The above description is only of the preferred embodiments of the present application and is not intended to limit the present application, but various modifications and variations can be made to the present application by those skilled in the art. Any modification, equivalent replacement, improvement, etc. made within the spirit and principle of the present application should be included in the protection scope of the present application.

Claims (6)

1. A compressor, comprising:

a housing (10);

the first cylinder assembly is arranged in the shell (10), the first cylinder assembly comprises a first cylinder (20) and a first exhaust channel (41), the first exhaust channel (41) is communicated with an exhaust port of the first cylinder (20), and the first cylinder (20) discharges a refrigerant to the outside of the shell (10) through the first exhaust channel (41);

the second cylinder assembly is arranged in the shell (10), the second cylinder assembly comprises a second cylinder (30) and a second exhaust channel (42), the second exhaust channel (42) is communicated with an exhaust port of the second cylinder (30), the second cylinder (30) discharges a refrigerant out of the shell (10) through the second exhaust channel (42), and the first exhaust channel (21) and the second exhaust channel (42) are independently arranged;

the compressor further includes: the exhaust valve plate is arranged in the second exhaust channel (42), and the compressor independently uses the refrigerants discharged by the two cylinder assemblies to heat simultaneously, refrigerate simultaneously, or heat one of the refrigerants and refrigerate the other of the refrigerants;

the shell (10) is provided with a shell exhaust port (11), the shell exhaust port (11) is communicated with an inner cavity of the shell (10), an exhaust port of the first cylinder (20) is communicated with the inner cavity, a first exhaust channel (41) is arranged between the first cylinder component and the inner wall of the shell (10) in a surrounding mode, and a refrigerant compressed by the first cylinder component is discharged into a shell accommodating cavity of the compressor and then discharged out of the shell through the accommodating cavity;

the first cylinder assembly further comprises a first suction channel (43), and a first end of the first suction channel (43) extends into the shell (10) and is communicated with the suction port of the first cylinder (20);

the second cylinder assembly further comprises a second air suction channel (44), a first end of the second air suction channel (44) extends into the shell (10) and is communicated with an air suction port of the second cylinder (30), a second end of the second air suction channel (44) extends out of the shell (10), and the first air suction channel (43) and the second air suction channel (44) are independently arranged;

wherein, the compressor further includes: and a flange part (50), wherein the flange part (50) is arranged in the shell (10) and is adjacent to the second cylinder assembly, part of the second exhaust passage (42) is arranged in the flange part (50) and is communicated with the exhaust port of the second cylinder (30), and the other part of the second exhaust passage (42) extends out of the shell (10).
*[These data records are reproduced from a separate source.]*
PR #10601, opened 2021-08-06
correct resource monitor help text pertaining to shutting down when threshold met

spoonincode:
## Change Description

The default behavior of resource monitor is to shut down nodeos when disk usage exceeds the threshold. One must enable an option to disable that shudown.

But, the help text seems to have that behavior reversed. Wording is a little tricky here since one must enable an option to disable a feature.

## Change Type
**Select *ONE*:**
- [ ] Documentation

- [ ] Stability bug fix

- [x] Other

- [ ] Other - special case

## Testing Changes
**Select *ANY* that apply:**
- [ ] New Tests

- [ ] Existing Tests

- [ ] Test Framework

- [ ] CI System

- [ ] Other

## Consensus Changes
- [ ] Consensus Changes

## API Changes
- [ ] API Changes

## Documentation Additions
- [x] Documentation Additions

### DIFF
--- a/plugins/resource_monitor_plugin/resource_monitor_plugin.cpp
+++ b/plugins/resource_monitor_plugin/resource_monitor_plugin.cpp
@@ -49,7 +49,7 @@ public:
          ( "resource-monitor-interval-seconds", bpo::value<uint32_t>()->default_value(def_interval_in_secs),
            "Time in seconds between two consecutive checks of resource usage. Should be between 1 and 300" )
          ( "resource-monitor-space-threshold", bpo::value<uint32_t>()->default_value(def_space_threshold),
-           "Threshold in terms of percentage of used space vs total space. If used space is above (threshold - 5%), a warning is generated.  If used space is above the threshold and resource-monitor-not-shutdown-on-threshold-exceeded is enabled, a graceful shutdown is initiated. The value should be between 6 and 99" )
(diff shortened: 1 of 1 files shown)


plugins/resource_monitor_plugin/resource_monitor_plugin.cpp
```diff
@@ -49,7 +49,7 @@ class resource_monitor_plugin_impl {
          ( "resource-monitor-interval-seconds", bpo::value<uint32_t>()->default_value(def_interval_in_secs),
            "Time in seconds between two consecutive checks of resource usage. Should be between 1 and 300" )
          ( "resource-monitor-space-threshold", bpo::value<uint32_t>()->default_value(def_space_threshold),
-           "Threshold in terms of percentage of used space vs total space. If used space is above (threshold - 5%), a warning is generated.  If used space is above the threshold and resource-monitor-not-shutdown-on-threshold-exceeded is enabled, a graceful shutdown is initiated. The value should be between 6 and 99" )
+           "Threshold in terms of percentage of used space vs total space. If used space is above (threshold - 5%), a warning is generated.  Unless resource-monitor-not-shutdown-on-threshold-exceeded is enabled, if used space is above the threshold a graceful shutdown is initiated. The value should be between 6 and 99" )
```
heifner: How about:

"Unless resource-monitor-not-shutdown-on-threshold-exceeded is enabled, a graceful shutdown is initiated if used space is above the threshold. The value should be between 6 and 99"

heifner (approved):

PR #10606, opened 2021-08-09
rodeos: Add support for stream_wapper_v1 with std::string route 📦 

heifner:
## Change Description

## Change Type
**Select *ONE*:**
- [ ] Documentation

- [ ] Stability bug fix

- [x] Other

- [ ] Other - special case

## Testing Changes
**Select *ANY* that apply:**
- [ ] New Tests

- [ ] Existing Tests

- [ ] Test Framework

- [ ] CI System

- [ ] Other

## Consensus Changes
- [ ] Consensus Changes

## API Changes
- [ ] API Changes

## Documentation Additions
- [ ] Documentation Additions

### DIFF
--- a/programs/rodeos/streams/logger.hpp
+++ b/programs/rodeos/streams/logger.hpp
@@ -6,22 +6,22 @@
 namespace b1 {
 
 class logger : public stream_handler {
-   std::vector<eosio::name> routes_;
-
  public:
-   logger(std::vector<eosio::name> routes) : routes_(std::move(routes)) { ilog("logger initialized"); }
+   explicit logger(std::vector<std::string> routes)
+   : stream_handler(std::move(routes)) {
+      ilog("logger initialized");
+   }
 
-   const std::vector<eosio::name>& get_routes() const override { return routes_; }
-
-   void publish(const std::vector<char>& data, const eosio::name& routing_key) override {
-      ilog("logger stream [${data_size}] >> ${data}", ("data", data)("data_size", data.size()));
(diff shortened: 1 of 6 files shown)


programs/rodeos/streams/logger.hpp
```diff
@@ -6,22 +6,22 @@
...
+   explicit logger(std::vector<std::string> routes)
+   : stream_handler(std::move(routes)) {
+      ilog("logger initialized");
+   }
 
-   void publish(const std::vector<char>& data, const eosio::name& routing_key) override {
-      ilog("logger stream [${data_size}] >> ${data}", ("data", data)("data_size", data.size()));
+   void publish(const std::vector<char>& data, const std::string& routing_key) override {
+      ilog("logger stream ${r}: [${data_size}] >> ${data}",
+           ("r", routing_key)("data", data)("data_size", data.size()));
```
linhuang-blockone, line 17: The order of "data" and "data_size" is reversed.

heifner: The order doesn't matter.

linhuang-blockone (commented):
Just curious why the type of routes is changed from eosio::name to std::string?

linhuang-blockone (approved):

heifner:
> Just curious why the type of routes is changed from eosio::name to std::string?

eosio::name is limited to 12 characters but routing keys in rabbitmq has no such restriction. This allows users to use much more reasonable sized routing keys.

PR #10616, opened 2021-08-12
fix broken CMake in Centos8

praphael:
## Change Type
**Select *ONE*:**
- [ ] Documentation

- [ x] Stability bug fix

- [ ] Other

- [ ] Other - special case

## Testing Changes
**Select *ANY* that apply:**
- [ ] New Tests

- [ ] Existing Tests

- [ ] Test Framework

- [ ] CI System

- [ ] Other

## Consensus Changes
- [ ] Consensus Changes

## API Changes
- [ ] API Changes

## Documentation Additions
- [ ] Documentation Additions

### DIFF
--- a/scripts/eosio_build_centos.sh
+++ b/scripts/eosio_build_centos.sh
@@ -35,58 +35,58 @@ fi
 fi
 
 if [[ "$(echo ${VERSION} | sed 's/ .*//g')" == 8 ]]; then
-        echo "Install Development Tools ..."
-        install-package https://dl.fedoraproject.org/pub/epel/epel-release-latest-8.noarch.rpm
-        group-install-package 'Development Tools'
-        install-package openssl-devel
-        install-package which
-	install-package git 
-	install-package autoconf
-	install-package automake
-	install-package libtool
-	install-package make
-	install-package bzip2
-    	install-package graphviz
-	install-package bzip2-devel
-	install-package openssl-devel
-	install-package gmp-devel
-    	install-package file
-	install-package libusbx-devel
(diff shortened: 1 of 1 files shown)


kj4ezj (commented):
Should we fix the whitespace in this file?

On GitHub, it shows your lines have a different indentation than the others.

Screen Shot 2021-08-16 at 12 10 34 PM

I opened this file in my editor, and it looks different there than it does online.

Screen Shot 2021-08-16 at 12 10 00 PM

Your lines look like they are indented correctly in VScode, but I found that this file has some lines with spaces, some lines with tabs, and some lines with spaces **_and_** tabs on the same line! Abhorrent.

I know this isn't your fault and you didn't introduce this problem with your changes but, since this is a public repo, we shouldn't ignore problems like this in order to make sure our code is readable and approachable to our community.

I, personally, prefer tabs so people can set their own indentation (blasphemous, I know), but we pretty much standardized on four-space indentation for BASH scripts across the EOSIO organization. I don't care which, but it should be consistent.

kj4ezj (approved):
The whitespace in this file is still inconsistent. I highlighted the tabs in yellow in this screenshot for emphasis:

Screen Shot 2021-08-18 at 1 08 37 PM

I approved this because I don't want to be disrespectful of your time, but I still don't think we should ignore this if we can. This one-liner will replace all remaining tabs with spaces:
```bash
sed -i 's/\t/    /g' ./scripts/eosio_build_centos.sh
```
Finally, the code block from lines 16 to 34 should be indented four spaces.

PR #10619, opened 2021-08-13
Merge amqp_trx_plugin from develop-box 

huangminghuang:
## Change Description
Merge amqp_trx_plugin related changes from develop-box

* #10615 :
    #10541 added support for starting up nodeos not consuming from AMQP queue. This change however does not start consuming again when the AMQP connection is loss and re-established. This PR adds back in start of consuming when the AMQP connection is re-established.
* #10541 :
* #10412 :
    - Add support to AMQP to specify reply-to.
    - Add amqp-reply-to option to cleos
* #10371 :
    amqp_trx_plugin
    - Add block_uuid to transaction trace message
    - Add block_uuid_message for signaling correlation between block_uuid and block_id.
      - Sent only to routing keys specified by AMQP Header "block-uuid-msg". Add a AMQP Header of "block-uuid-msg" with a string value of the routing key to send the block_uuid_message. If not specified then no block_uuid_message will be sent.
    - Add ABI for amqp_trx_plugin messages. SHiP protocol with addition of amqp_trace_plugin types
* #10334 :
    - The immediate ack on trx failure was only ack'ing on exception but not on a trace with an exception. Now amqp_trx_plugin will ack on trx failure for all failed transactions.
    - Also moved the sending of the trace after the ack although no guarantee is provided that it will actually happen first as it is async.
* #10316 :
    Set correlation_id of the amqp trace message to correspond to the correlation_id of the incoming amqp trx message. For amqp_trace_plugin amqp trace messages do not set correlation_id since it does not correspond to an incoming amqp message. This matches with amqp intended use case and matches clients expected behavior. Now clients can set correlation id to whatever they desire, which of course could include transaction id.

* #10162 :
* #10141 :
* #10127 :
    Add reliability options to `amqp_trx_plugin` & `amqp_trace_plugin`

    - `amqp_trace_plugin` now has configurable reliability via  `amqp-trace-reliable-mode`
      - Reliable mode 'exit', exit application on any AMQP publish error.
      - Reliable mode 'queue', queue transaction traces to send to AMQP on connection establishment.
      - Reliable mode 'log', log an error and drop message when unable to directly publish to AMQP.
    - `amqp_trace_plugin` now has configurable queue via `amqp-trace-queue-name` option.
    - `amqp_trx_plugin` now has configurable queue via `amqp-trx-queue-name` option.
    - Added correlation_id and error callback support to `reliable_amqp_publisher`.
    - `reliable_amqp_publisher` now calls `on_fatal_error` callback instead of dropping messages which in all cases calls `app().quit()` now.
    - Modified `amqp_handler` to use `single_channel_retrying_amqp_connection` to provide reliability and to move away from unsupported `AMQP::LibBoostAsioHandler`.

    Note: A follow-on PR is planned that will separate `amqp_trace_plugin` from `amqp_trx_plugin`.

* #9594 :
    - `develop-boxed` version of #9593
      - Has the additional line for `execute_incoming_transaction` calling `restart_speculative_block` for the `amqp_trx_plugin` not in `develop`.
* #9872 :

* #9294 :

* #9303 :
* #9256 :
    - The new `amqp_trx` logger is no longer used as the `amqp_trx_plugin` & `amqp_trace_plugin` use the default logger.
* #9181 :

    - `amqp_trx_plugin`

    Binary `fc::pack` format:
    ```
    // consume message types
    ```

    - `amqp_trace_plugin`

    Binary `fc::pack` format:
    ```
    // publish message types
       std::string error_message;
    };
    ```

## Change Type
**Select *ONE*:**
- [ ] Documentation

- [ ] Stability bug fix

- [ ] Other

- [ ] Other - special case

## Testing Changes
**Select *ANY* that apply:**
- [ ] New Tests

- [ ] Existing Tests

- [ ] Test Framework

- [ ] CI System

- [ ] Other

## Consensus Changes
- [ ] Consensus Changes

## API Changes
- [ ] API Changes

## Documentation Additions
- [x] Documentation Additions


.cicd/platforms/pinned/centos-7.7-pinned.dockerfile
```diff
@@ -8,10 +8,19 @@ RUN yum update -y && \
...
 # requests module. used by tests
 RUN source /opt/rh/rh-python36/enable && python -m pip install requests
+# install erlang and rabbitmq
+RUN curl -s https://packagecloud.io/install/repositories/rabbitmq/erlang/script.rpm.sh | bash && \
+    yum install -y erlang
+RUN curl -s https://packagecloud.io/install/repositories/rabbitmq/rabbitmq-server/script.rpm.sh | bash && \
+    yum install -y rabbitmq-server
+# upgrade pip installation
+RUN . /opt/rh/rh-python36/enable && \
+    pip install --upgrade pip
```
heifner: The pip is for postgres, and is already above. I think these 3 lines can be removed.

CMakeLists.txt
```diff
@@ -127,6 +127,7 @@ else()
 endif()
 
 option(EOSIO_ENABLE_DEVELOPER_OPTIONS "enable developer options for EOSIO" OFF)
+option(EOSIO_REQUIRE_FULL_VALIDATION "remove runtime options allowing light validation" OFF)
```
heifner, line 130: Update PR description to indicate this PR pulls in `EOSIO_REQUIRE_FULL_VALIDATION` option.

libraries/chain/CMakeLists.txt
```diff
@@ -162,6 +162,25 @@ if(EOSVMOC_ENABLE_DEVELOPER_OPTIONS)
...
+      string(LENGTH ${SHA256_REGEX} SHA256_REGEX_STRLEN)
+   endwhile()
+
+   string(REGEX MATCH "^${SHA256_REGEX}$" IS_SHA256 "${EOSIO_REQUIRE_CHAIN_ID}")
+   if(NOT IS_SHA256)
+      message(FATAL_ERROR "EOSIO_REQUIRE_CHAIN_ID option doesn't look like a valid sha256")
+   endif()
+
+   target_compile_definitions(eosio_chain PUBLIC "EOSIO_REQUIRE_CHAIN_ID=\"${EOSIO_REQUIRE_CHAIN_ID}\"")
+endif()
```
heifner, line 182: Update PR description to indicate this PR also pulls in `EOSIO_REQUIRE_CHAIN_ID` option.

heifner (changes requested):

heifner (approved):
I think we need to update the PR description with information from all the merged PRs. This will be helpful for when users are reviewing the release notes and for doc team when creating documentation around this PR.

PR #428, opened 2025-04-01
fix: relative require path of WebSocketClient.js

upupming:
## Summary

Fix the path issue of #395

## Checklist


packages/rspeedy/core/src/plugins/dev.plugin.ts
```diff
@@ -128,7 +137,13 @@ export function pluginDev(
                   options?.client?.websocketTransport ?? require.resolve('@lynx-js/websocket'),
                   'default',
                 ],
-                __webpack_dev_server_client__: [require.resolve('../../client/hmr/WebSocketClient.js'), 'default'],
+                __webpack_dev_server_client__: [
+                  require.resolve(
+                    path.join(
```
colinaaa: Should we use `path.posix.join` to make it work on Windows?

packages/rspeedy/core/src/plugins/dev.plugin.ts
```diff
@@ -83,12 +85,19 @@ export function pluginDev(
...
+      const __dirname = path.dirname(fileURLToPath(import.meta.url))
 
       api.modifyBundlerChain((chain, { isProd }) => {
         if (isProd) {
           return
         }
         const rsbuildPath = require.resolve('@rsbuild/core')
+        const rspeedyDir = path.dirname(
+          require.resolve('@lynx-js/rspeedy/package.json', {
+            paths: [__dirname],
```
colinaaa: Why do we need this?

I think `require.resolve` starts from current directory by default

packages/rspeedy/core/src/plugins/dev.plugin.ts
upupming: It seems the path passed to `require.resolve` does not need to use `\\` for windows

colinaaa: Yes, so we have to use `path.posix.join` instead of `path.join`.

Otherwise, it would be `<rspeedy-dir>\client/hmr/WebSocketClient.js` on Windows

upupming: Oh yes, it seems that using `rspeedyDir` as `paths` options will be safer, because `<rspeedy-dir>` may contain windows `\` too. I have updated the code

colinaaa (approved):
LGTM!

2. The compressor of claim 1, wherein,

the second end of the first suction channel (43) extends outside the housing (10).

3. The compressor of claim 1, further comprising:

and the crankshaft (60) is arranged in the shell (10), and the crankshaft (60) is sequentially connected with the first cylinder assembly and the second cylinder assembly.

4. A compressor as claimed in claim 3, further comprising:

and a driving unit (70), wherein the driving unit (70) is provided in the housing (10) and is connected to the crankshaft (60).

5. The compressor according to claim 1, characterized in that the compression capacity of the first cylinder (20) is the same as the compression capacity of the second cylinder (30) or the compression capacity of the first cylinder (20) is different from the compression capacity of the second cylinder (30).

6. An air conditioner comprising a compressor, wherein the compressor is the compressor of any one of claims 1 to 5.